Hello! It seems like your mom probably bought the soy milk or made it at home. You didn't even know there was soy milk until you found out it might be bad. Given these circumstances, you told your mom that the afternoon was hot and she should have put the soy milk in the refrigerator. It's not fair to ask someone to do something you didn't know in advance. You were just trying to explain that you shouldn't be responsible for the soy milk going bad. I can see why your mom got upset.

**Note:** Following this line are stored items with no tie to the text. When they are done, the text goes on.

PR #3514, opened 2026-08-03
fix: correct projectid reference for mcp usage tab

themaherkhalil:


themaherkhalil:
Fixed with https://github.com/SEMOSS/semoss-ui/commit/f1b1e5bd8022a263d687ab4dc70a548a1e808f4b

PR #3515, opened 2026-08-04
Fix add member modal

tevanburen:
## Description
Fixes several Add Members modal UX bugs and consolidates all permission-related APIs and types (`Role`, `User`, `PostUser`, `UserAccessRequest`) into `@semoss/sdk` as the single source, since they were duplicated across `libs/shared` and `packages/client` with drifting shapes and argument orders.

## Changes Made
- **Add Members modal:** debounce search, stop layout jumping, fix an empty-list race on open, add i18n
- **`useIteratorApi`:** relocated to `@semoss/sdk/react` so it's shared instead of copied per package
- **Permissions API:** all project/engine permission CRUD now lives only in `libs/sdk/src/api/permissions.ts`; standardized engine argument order to match project; fixed `UserAccessRequest`'s shape to match what the backend actually reads (`requestid`/`userid`, not `id`)
- **Type dedup:** `Role`/`User`/`PostUser`/`UserAccessRequest` existed in three places — now only in sdk, everything else imports from there
- **Bug fix:** adding a member no longer triggers a full project refresh that blanked the page and reset the active tab; editing your own permission still does, since that's the case that actually matters

## How to Test
1. Add Members modal — search should debounce with no flicker, and Add should succeed without the page flashing or resetting tabs.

I'm not saying you spoke in the wrong way, sweetie. Your mom's mood also plays a big part in how she reacts. If she's in a good mood, she might say she just poured the soymilk away. If she's in a bad mood, she might feel like she's been doing all the housework and no one appreciates her efforts. She might even feel like the family is picking on her, making her feel like the more she does, the more mistakes she makes, and that she's never doing anything right. But if she just stops doing the housework, the house will probably fall into disarray, and no one will help with the housework. So she's trapped in an unsolvable conflict and anxiety, and it's even more likely that she'll interpret ordinary things as an attack and react in an intense way.

There are so many ways you can improve your relationship with your mother!

1. Show your mom some love! Pay attention to the housework she does, understand her hard work, and praise her more. Help her share the workload within your abilities and time constraints. Pay attention to your dad's attitude towards your mom's housework, and encourage him to also praise her achievements more. It would be even better if your dad could join in and share the housework!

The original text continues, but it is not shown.